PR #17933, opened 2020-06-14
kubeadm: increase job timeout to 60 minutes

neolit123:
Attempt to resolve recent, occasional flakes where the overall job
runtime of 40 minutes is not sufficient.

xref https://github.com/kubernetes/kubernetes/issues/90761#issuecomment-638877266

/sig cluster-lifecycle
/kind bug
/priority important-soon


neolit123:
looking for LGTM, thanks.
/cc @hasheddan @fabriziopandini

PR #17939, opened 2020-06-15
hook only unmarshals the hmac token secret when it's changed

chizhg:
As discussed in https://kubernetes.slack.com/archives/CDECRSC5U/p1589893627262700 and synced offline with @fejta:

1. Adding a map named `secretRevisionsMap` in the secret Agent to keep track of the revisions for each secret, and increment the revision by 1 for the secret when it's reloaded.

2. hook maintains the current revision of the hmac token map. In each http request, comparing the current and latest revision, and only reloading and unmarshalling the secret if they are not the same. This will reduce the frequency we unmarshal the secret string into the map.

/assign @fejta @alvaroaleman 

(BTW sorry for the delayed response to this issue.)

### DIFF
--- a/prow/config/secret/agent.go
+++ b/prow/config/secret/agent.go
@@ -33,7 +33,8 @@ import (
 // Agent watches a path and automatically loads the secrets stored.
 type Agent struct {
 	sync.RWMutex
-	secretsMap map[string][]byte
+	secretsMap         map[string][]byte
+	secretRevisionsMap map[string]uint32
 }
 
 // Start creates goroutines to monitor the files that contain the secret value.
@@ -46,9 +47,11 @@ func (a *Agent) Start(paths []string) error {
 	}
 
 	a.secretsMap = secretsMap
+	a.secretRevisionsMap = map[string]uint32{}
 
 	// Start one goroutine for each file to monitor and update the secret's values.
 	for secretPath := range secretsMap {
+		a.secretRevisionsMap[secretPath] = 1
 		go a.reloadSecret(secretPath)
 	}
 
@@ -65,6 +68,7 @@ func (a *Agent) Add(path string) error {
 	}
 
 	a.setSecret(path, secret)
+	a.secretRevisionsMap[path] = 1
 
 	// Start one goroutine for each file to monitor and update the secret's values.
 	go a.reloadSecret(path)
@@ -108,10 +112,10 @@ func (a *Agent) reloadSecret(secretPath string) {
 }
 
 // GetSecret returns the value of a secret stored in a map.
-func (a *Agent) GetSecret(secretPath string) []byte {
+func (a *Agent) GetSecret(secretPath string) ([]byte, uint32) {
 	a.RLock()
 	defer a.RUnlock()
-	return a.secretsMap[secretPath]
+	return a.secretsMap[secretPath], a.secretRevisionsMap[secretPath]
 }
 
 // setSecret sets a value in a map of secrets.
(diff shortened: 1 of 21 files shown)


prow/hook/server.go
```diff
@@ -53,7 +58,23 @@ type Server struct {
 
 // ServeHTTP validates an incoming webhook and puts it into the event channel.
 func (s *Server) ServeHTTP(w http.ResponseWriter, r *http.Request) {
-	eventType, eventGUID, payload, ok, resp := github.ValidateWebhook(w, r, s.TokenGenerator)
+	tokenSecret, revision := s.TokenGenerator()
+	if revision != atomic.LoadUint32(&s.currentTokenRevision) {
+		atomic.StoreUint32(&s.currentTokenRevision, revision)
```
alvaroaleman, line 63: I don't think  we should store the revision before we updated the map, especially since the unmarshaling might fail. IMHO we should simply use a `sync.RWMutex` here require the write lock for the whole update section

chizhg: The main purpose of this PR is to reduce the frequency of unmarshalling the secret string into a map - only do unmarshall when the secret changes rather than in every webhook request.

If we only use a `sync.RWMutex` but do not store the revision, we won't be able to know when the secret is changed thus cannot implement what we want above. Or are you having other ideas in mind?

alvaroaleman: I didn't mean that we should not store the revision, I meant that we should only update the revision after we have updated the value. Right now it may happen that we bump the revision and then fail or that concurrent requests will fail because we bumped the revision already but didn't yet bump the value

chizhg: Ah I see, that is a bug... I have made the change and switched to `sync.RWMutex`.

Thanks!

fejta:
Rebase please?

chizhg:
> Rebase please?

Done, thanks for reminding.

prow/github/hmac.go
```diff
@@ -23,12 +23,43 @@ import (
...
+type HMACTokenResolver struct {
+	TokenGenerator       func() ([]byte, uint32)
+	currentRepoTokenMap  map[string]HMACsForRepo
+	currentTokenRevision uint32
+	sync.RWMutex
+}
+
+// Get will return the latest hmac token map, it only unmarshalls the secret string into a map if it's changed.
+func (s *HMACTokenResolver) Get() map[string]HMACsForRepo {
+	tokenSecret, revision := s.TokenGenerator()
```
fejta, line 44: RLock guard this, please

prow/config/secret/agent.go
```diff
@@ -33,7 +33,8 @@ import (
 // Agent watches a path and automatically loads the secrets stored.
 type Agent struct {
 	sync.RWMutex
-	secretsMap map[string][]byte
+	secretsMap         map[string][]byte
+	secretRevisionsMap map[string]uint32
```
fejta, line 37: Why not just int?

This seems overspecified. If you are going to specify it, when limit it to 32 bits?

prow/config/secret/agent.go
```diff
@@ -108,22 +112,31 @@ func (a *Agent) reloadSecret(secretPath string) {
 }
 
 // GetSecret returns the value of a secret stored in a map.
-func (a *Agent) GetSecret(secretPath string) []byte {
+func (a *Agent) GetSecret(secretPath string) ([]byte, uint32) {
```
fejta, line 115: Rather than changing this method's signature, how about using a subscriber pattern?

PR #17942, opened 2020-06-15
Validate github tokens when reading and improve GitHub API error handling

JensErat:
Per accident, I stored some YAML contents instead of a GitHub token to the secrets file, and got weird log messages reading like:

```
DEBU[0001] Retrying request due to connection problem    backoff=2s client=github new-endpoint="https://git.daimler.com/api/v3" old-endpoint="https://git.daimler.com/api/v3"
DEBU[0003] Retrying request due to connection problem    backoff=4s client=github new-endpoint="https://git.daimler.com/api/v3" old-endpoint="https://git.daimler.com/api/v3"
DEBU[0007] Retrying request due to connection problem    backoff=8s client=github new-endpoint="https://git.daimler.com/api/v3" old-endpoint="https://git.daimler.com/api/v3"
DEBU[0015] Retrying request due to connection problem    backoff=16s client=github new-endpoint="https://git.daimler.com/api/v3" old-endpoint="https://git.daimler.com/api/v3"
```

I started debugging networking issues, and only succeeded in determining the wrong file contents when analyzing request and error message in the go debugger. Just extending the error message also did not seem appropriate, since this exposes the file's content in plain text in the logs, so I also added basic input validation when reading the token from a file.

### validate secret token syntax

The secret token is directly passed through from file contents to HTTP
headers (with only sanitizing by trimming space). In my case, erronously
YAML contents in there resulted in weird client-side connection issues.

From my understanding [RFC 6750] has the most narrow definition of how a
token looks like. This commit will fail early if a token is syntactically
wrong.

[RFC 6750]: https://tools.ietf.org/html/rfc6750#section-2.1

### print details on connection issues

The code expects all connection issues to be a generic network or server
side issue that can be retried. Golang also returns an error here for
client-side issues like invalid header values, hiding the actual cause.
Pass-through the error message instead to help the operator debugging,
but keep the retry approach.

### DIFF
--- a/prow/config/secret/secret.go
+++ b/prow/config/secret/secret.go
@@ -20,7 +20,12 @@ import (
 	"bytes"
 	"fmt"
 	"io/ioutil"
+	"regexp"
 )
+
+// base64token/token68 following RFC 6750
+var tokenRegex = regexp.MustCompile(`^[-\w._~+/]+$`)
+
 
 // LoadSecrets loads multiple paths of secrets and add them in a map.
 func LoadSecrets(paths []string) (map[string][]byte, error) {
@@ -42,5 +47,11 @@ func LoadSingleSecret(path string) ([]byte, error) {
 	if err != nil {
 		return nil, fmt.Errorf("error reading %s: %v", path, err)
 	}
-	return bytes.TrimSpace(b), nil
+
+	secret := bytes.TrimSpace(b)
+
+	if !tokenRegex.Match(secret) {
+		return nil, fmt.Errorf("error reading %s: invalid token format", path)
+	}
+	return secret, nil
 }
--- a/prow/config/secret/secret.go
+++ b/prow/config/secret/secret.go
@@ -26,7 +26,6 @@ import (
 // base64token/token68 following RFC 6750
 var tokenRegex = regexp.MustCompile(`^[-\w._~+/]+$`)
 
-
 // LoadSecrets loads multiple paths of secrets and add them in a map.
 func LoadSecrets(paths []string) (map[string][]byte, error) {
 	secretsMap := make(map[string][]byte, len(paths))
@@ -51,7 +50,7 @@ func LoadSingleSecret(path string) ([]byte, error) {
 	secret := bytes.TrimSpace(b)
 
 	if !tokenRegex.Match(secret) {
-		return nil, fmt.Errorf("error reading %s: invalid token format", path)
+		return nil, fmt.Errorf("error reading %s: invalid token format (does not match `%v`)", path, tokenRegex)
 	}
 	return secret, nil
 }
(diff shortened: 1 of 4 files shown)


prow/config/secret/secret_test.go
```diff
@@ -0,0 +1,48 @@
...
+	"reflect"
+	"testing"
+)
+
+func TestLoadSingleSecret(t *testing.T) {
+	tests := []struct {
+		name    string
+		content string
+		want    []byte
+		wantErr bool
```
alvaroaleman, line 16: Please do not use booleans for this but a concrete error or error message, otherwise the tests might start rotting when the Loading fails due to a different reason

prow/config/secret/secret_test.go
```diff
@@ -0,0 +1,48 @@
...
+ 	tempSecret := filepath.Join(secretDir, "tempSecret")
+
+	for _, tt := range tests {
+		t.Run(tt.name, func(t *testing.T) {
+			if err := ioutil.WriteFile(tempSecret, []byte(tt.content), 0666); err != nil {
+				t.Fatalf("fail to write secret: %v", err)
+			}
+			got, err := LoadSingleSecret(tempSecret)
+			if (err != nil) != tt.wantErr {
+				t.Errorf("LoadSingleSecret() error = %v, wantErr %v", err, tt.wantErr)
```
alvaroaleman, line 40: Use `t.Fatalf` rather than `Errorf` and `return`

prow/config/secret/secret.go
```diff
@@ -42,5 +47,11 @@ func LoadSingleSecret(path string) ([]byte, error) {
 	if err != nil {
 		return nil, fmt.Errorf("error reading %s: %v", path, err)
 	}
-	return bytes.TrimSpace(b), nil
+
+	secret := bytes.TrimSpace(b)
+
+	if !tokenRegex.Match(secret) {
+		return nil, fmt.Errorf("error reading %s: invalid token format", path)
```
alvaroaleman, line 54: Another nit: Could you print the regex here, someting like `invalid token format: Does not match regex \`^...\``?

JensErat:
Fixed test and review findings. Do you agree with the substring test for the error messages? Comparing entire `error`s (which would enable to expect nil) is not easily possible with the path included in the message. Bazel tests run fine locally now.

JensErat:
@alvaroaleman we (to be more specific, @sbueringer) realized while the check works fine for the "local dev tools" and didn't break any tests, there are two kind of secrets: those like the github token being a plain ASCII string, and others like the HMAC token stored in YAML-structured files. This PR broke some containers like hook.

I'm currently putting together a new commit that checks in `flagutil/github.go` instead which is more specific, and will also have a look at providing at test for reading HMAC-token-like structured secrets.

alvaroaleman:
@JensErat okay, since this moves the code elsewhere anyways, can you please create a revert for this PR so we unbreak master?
_ _ _
▸ **Requirement**
Among the entries above, say how many lines hold the word "reduce". No other words belong in the answer.

▸ **Solution for this task**
2